━━━ MATERIAL TO PROCESS ━━━
PR #269, opened 2016-10-17
SINGA-253 Net converter for caffe model

XiangruiCAI:
Convert caffe model into singa model.
It is a very basic implementation. Now it can convert feed forward net and supports pysinga.
Implementation method:
1. read proto file of caffe model using caffe.proto, and serialize it to string.
2. parse the string use singa model.proto and get the layer config.
3. setup each layer and add it to a feed forward net.

Update and example:
1. put conversion funcions into layer.py and converter.py;
2. add 'caffe' option in cifar example which converts alexnet from
caffe to singa.

### DIFF
--- a/python/singa/converter.py
+++ b/python/singa/converter.py
@@ -1,0 +1,155 @@
+# Licensed to the Apache Software Foundation (ASF) under one
+# or more contributor license agreements.  See the NOTICE file
+# distributed with this work for additional information
+# regarding copyright ownership.  The ASF licenses this file
+# to you under the Apache License, Version 2.0 (the
+# "License"); you may not use this file except in compliance
+# with the License.  You may obtain a copy of the License at
+#
+#   http://www.apache.org/licenses/LICENSE-2.0
+#
+# Unless required by applicable law or agreed to in writing, software
+# distributed under the License is distributed on an "AS IS" BASIS,
+# WITHOUT WARRANTIES OR CONDITIONS OF ANY KIND, either express or implied.
+# See the License for the specific language governing permissions and
+# limitations under the License.
+# =============================================================================
+
+from google.protobuf import text_format
+from singa import layer
+from singa import metric
+from singa import loss
+from singa import net as ffnet
+from .proto import model_pb2
+from .proto import caffe_pb2
+
+
+class CaffeConverter:
+
+    def __init__(self, net_proto, solver_proto = None, input_sample_shape = None):
+        self.caffe_net_path = net_proto
+        self.caffe_solver_path = solver_proto
+        self.input_sample_shape = input_sample_shape
+
+    def read_net_proto(self):
+        net_config = caffe_pb2.NetParameter()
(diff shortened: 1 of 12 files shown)


python/singa/converter.py
```diff
@@ -0,0 +1,146 @@
...
+from google.protobuf import text_format
+from singa import layer
+from singa import metric
+from singa import loss
+from singa import net as ffnet
+from .proto import model_pb2
+from .proto import caffe_pb2
+
+
+class caffeConverter:
```
nudles: caffeConverter-->CaffeConverter

python/singa/converter.py
```diff
@@ -0,0 +1,146 @@
...
+        return parser_object
+
+    def convert_engine(self, layer_conf, caffe_solver):
+        '''
+        Convert caffe engine into singa engine
+        return:
+            a singa engine string
+        '''
+        caffe_engine = ''
+        solver_mode = caffe_solver.solver_mode
```
nudles: may pass the solver_model directly, i.e. replace caffe _solver->solver_mode

python/singa/converter.py
```diff
@@ -0,0 +1,146 @@
...
+        if len(caffe_net.layer):
+            layer_confs = caffe_net.layer
+        elif len(caffe_net.layers):
+            layer_confs = caffe_net.layers
+        else:
+            raise Exception('Invalid proto file!')
+
+        net = ffnet.FeedForwardNet()
+        for i in range(len(layer_confs)):
+            if layer_confs[i].type == 'Data' or layer_confs[i].type == 5:
```
nudles: move data, loss and accuracy out of FeedForwardNet?
Net only consists of layers.

add another function for parsing solver to get loss and metric instances?

python/singa/converter.py
```diff
@@ -0,0 +1,146 @@
...
+        '''
+        Create singa net based on caffe proto files.
+            net_proto: caffe prototxt that describes net
+            solver_proto: caffe prototxt that describe solver
+            input_sample_shape: shape of input data tensor
+        return:
+            a FeedForwardNet object
+        '''
+        caffe_net = self.read_net_proto()
+        caffe_solver = self.read_solver_proto()
```
nudles: Maybe better make solver optional. 
For the prediction phase, we only need the net proto.
If it is not available, then just set solver_model to cpu.

python/singa/converter.py
```diff
@@ -0,0 +1,146 @@
...
+from singa import metric
+from singa import loss
+from singa import net as ffnet
+from .proto import model_pb2
+from .proto import caffe_pb2
+
+
+class caffeConverter:
+
+    def __init__(self, net_proto, solver_proto, input_sample_shape):
```
nudles: solver_proto=None
input_sample_shape=None
If the net proto has the input shape, then we don't need to pass in it.

XiangruiCAI:
code updated, thanks!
━━━
What do the lines from the one with "If the net proto" through the last line of the entries say? Print them word for word, both ends included, and nothing else.

If the net proto has the input shape, then we don't need to pass in it.

XiangruiCAI:
code updated, thanks!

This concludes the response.